PR #4181, opened 2020-10-07
CR-1078587 & CR-1079255 Add new check to handle NO SC case on U2

rajkumar-xilinx:
Satellite controller mode NOSC_MODE used to handle NO SC case on Raptor2 1RP U2 platform.

### DIFF
--- a/src/runtime_src/core/pcie/driver/linux/xocl/subdev/xmc.c
+++ b/src/runtime_src/core/pcie/driver/linux/xocl/subdev/xmc.c
@@ -1053,8 +1053,13 @@ static bool xmc_clk_scale_on(struct platform_device *pdev)
 static bool nosc_xmc(struct platform_device *pdev)
 {
 	struct xocl_xmc *xmc = platform_get_drvdata(pdev);
+	struct xmc_status status;
 
 	if (xmc->priv_data && (xmc->priv_data->flags & XOCL_XMC_NOSC))
+		return true;
+
+	safe_read32(xmc, XMC_STATUS_REG, (u32 *)&status);
+	if (status.sc_mode == XMC_SC_NORMAL_MODE_SC_NOT_UPGRADABLE)
 		return true;
 
 	return false;
--- a/src/runtime_src/core/pcie/driver/linux/xocl/subdev/xmc.c
+++ b/src/runtime_src/core/pcie/driver/linux/xocl/subdev/xmc.c
@@ -228,7 +228,8 @@ enum sc_mode {
 	XMC_SC_BSL_MODE_UNSYNCED = 2,
 	XMC_SC_BSL_MODE_SYNCED = 3,
 	XMC_SC_BSL_MODE_SYNCED_SC_NOT_UPGRADABLE = 4,
-	XMC_SC_NORMAL_MODE_SC_NOT_UPGRADABLE = 5
+	XMC_SC_NORMAL_MODE_SC_NOT_UPGRADABLE = 5,
+	XMC_SC_NOSC_MODE = 6
 };
 
 #define	READ_REG32(xmc, off)			\
@@ -1066,7 +1067,7 @@ static bool nosc_xmc(struct platform_device *pdev)
 		return true;
 
 	safe_read32(xmc, XMC_STATUS_REG, (u32 *)&status);
-	if (status.sc_mode == XMC_SC_NORMAL_MODE_SC_NOT_UPGRADABLE)
+	if (status.sc_mode == XMC_SC_NOSC_MODE)
 		return true;
 
 	return false;


chvamshi-xilinx (approved):

rajkumar-xilinx:
Alan Paul from CMC team suggested to use this SC mode for NO SC case. Hence, used this mode to identify if the platform has SC or not.

maxzhen (commented):
I'm not sure if sc-not-upgradeable means no sc. @xdavidz ? We do have SC on U25.

xdavidz:
> I'm not sure if sc-not-upgradeable means no sc. @xdavidz ? We do have SC on U25.

No, it doesn't mean no sc. 
On U25, it means no sc to be changed or flashed.
On U30, it means the sc is not upgradeable, obviously the original meaning.

Once we are using this flag, we have to make sure the core version is greater than XMC_CORE_SUPPORT_NOTUPGRADABLE

chvamshi-xilinx:
Thanks @maxzhen  and @xdavidz . 
@rajkumar-xilinx , lets check with CMC team for the right flag.

src/runtime_src/core/pcie/driver/linux/xocl/subdev/xmc.c
```diff
@@ -1066,7 +1067,7 @@ static bool nosc_xmc(struct platform_device *pdev)
 		return true;
 
 	safe_read32(xmc, XMC_STATUS_REG, (u32 *)&status);
-	if (status.sc_mode == XMC_SC_NORMAL_MODE_SC_NOT_UPGRADABLE)
+	if (status.sc_mode == XMC_SC_NOSC_MODE)
```
xdavidz, line 1070: should we check cmc core version or we don't have to?

rajkumar-xilinx: Hi @xdavidz , we don't need to check for core version register since this CMC FW doesn't define core version register and it is dedicated repo for U2 platform.

CMC FW has new mode defined "NOSC_MODE" in the satellite controller modes list, so we are using this mode to identify if the platform has SC or not

maxzhen: so how do you plan to support old cmc on u.2 which does not support this mode? they are going to be treated as sc is present?

maxzhen (changes requested):

src/runtime_src/core/pcie/driver/linux/xocl/subdev/xmc.c
rajkumar-xilinx: Older means are you referring to u2 legacy shells?

On U2 Legacy shell: xrt driver will continue to use flag XOCL_XMC_NOSC flag which set in device.h 

On Raptor2 1RP U2 shell: It will use this new sc mode to identify it.

Legacy shells can also use this new way, but as per platform team, there is no plan to check-in this new cmc firmware onto legacy shells. Hence, we have to use flag XOCL_XMC_NOSC

maxzhen: By "old" I mean old CMC before this new mode is added. The CMC can be upgraded and downgraded separately from shell. So you can't determine CMC version by looking at shell version.

Also, since you're modifying common CMC code for **all** Alveo boards, we have to consider other old CMC on other boards as well. CMC may have reused some bits in it's register map before and the way to make sure XRT does not mis-interpret any bit when new feature is added is to check core version. So, this is why we always check core version before we start interpreting new SC mode. @xdavidz knows the details.

The fact that the CMC on U.2 does not provide core version means that the CMC on U.2 is not compatible with CMC on other boards. There maybe likely more incompatible registers on U.2 CMC, but I don't know at this moment. However, if we modify common CMC code based on what CMC on U.2 present to XRT, we may break other boards. And with our current test coverage in pipeline, we will not know the breakage before we merge the code. CMC team does not care about compatibility, but we have to.

For now, I can see that we have two options:
1) Fork CMC driver to have a separate CMC driver for U.2. This requires a new endpoint to be defined in dtb for U.2, so that XRT knows to load this specific version of CMC driver.
2) Ask CMC team to implement the CMC on U.2 to be compatible with CMC on other Alveo boards.
To me, option 1 seems more practical considering the engineering resources CMC team has.

rajkumar-xilinx: Hi @maxzhen , thank you for sharing more details to understand the usage of core version check.

CMC driver is separate for U2, so all changes which are specific to U2 will go to this driver (https://gitenterprise.xilinx.com/CMC/CMC/tree/U2/ ).
A separate branch was created for U2 in CMC repo, so any U2 changes will goto this branch.
This CMC firmware will not work on Alveo boards since this CMC driver will not have any support to interact with SC (SC is not present on U2 platform).

Also, On U2, CMC fw is part of bitfile and hence stopping/loading of XMC is skipped from XRT. Platform team confirmed this.

maxzhen: i think you're talking about cmc firmware, not cmc driver in xrt, right? i don't care how cmc firmware is implemented / maintained at all. the register map is the only thing visible to xrt, which we need to care about.

maxzhen:
Closing this. We agreed to fork cmc driver to have a dedicated version for u.2 until it's cmc firmware is merged w/ main branch.

PR #4186, opened 2020-10-08
XRT-709 xbutil query displays all sensors as N/A on U30

xuhz:


xdavidz (approved):

larry9523 (commented):
I am confused by the logic here.
1. we make U30 as autonomous XMC
2. when we decide if sc is ready, we say it should be autonomous XMC but should not be U30.
so why bother? Is it because in other places, U30 should be treated as autonomous but not in is_ready case?

maxzhen:
We should stop adding more flags to autonomous CMC. The existing flags are considered hack for versal and smart nic only. When we move U30 to SSv2, it should be officially data driven without hack.

xuhz:
> I am confused by the logic here.
> 
> 1. we make U30 as autonomous XMC
> 2. when we decide if sc is ready, we say it should be autonomous XMC but should not be U30.
>    so why bother? Is it because in other places, U30 should be treated as autonomous but not in is_ready case?

in other places, eg host need to control cmc, since cmc on u30 is not controlled by host, autonomous is correct, but for sc_ready, the info is from cmc regmap -- which is the only cmc resource that can be accessed also from host. Host need to read the regmap instead of just return. Versal is the same case?

xdavidz:
> We should stop adding more flags to autonomous CMC. The existing flags are considered hack for versal and smart nic only. When we move U30 to SSv2, it should be officially data driven without hack.

Maybe U30 is just not that lucky, but if time is very urgent to make U30 work, I think 1 or 2 flags are the same for us to clean those up in the future. :)

larry9523:
> > I am confused by the logic here.
> > 
> > 1. we make U30 as autonomous XMC
> > 2. when we decide if sc is ready, we say it should be autonomous XMC but should not be U30.
> >    so why bother? Is it because in other places, U30 should be treated as autonomous but not in is_ready case?
> 
> in other places, eg host need to control cmc, since cmc on u30 is not controlled by host, autonomous is correct, but for sc_ready, the info is from cmc regmap -- which is the only cmc resource that can be accessed also from host. Host need to read the regmap instead of just return. Versal is the same case?

OK. So it is because of other places.

larry9523 (approved):

maxzhen:
> 
> 
> > We should stop adding more flags to autonomous CMC. The existing flags are considered hack for versal and smart nic only. When we move U30 to SSv2, it should be officially data driven without hack.
> 
> Maybe U30 is just not that lucky, but if time is very urgent to make U30 work, I think 1 worse and 1+ is even worse. However, maybe we should keep it in mind and file a CR to clean all this up in next release asap?

Cleaning up may need new metadata and this is the right time to ask for it since we're transitioning to SSv2 data driven U30. If we miss this window, it might be difficult to clean up. Let's have an offline talk.

PR #4196, opened 2020-10-08
Add warning messages if aie counter or trace metadat is missing in design but aie_profile/aie_trace is enabled 

IshitaGhosh:


jvillarre (approved):
Changes look good to issue warning and catch edge cases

_Problem statement_: Find how many lines above include "code", then write only that count.

_Exercise output_: 2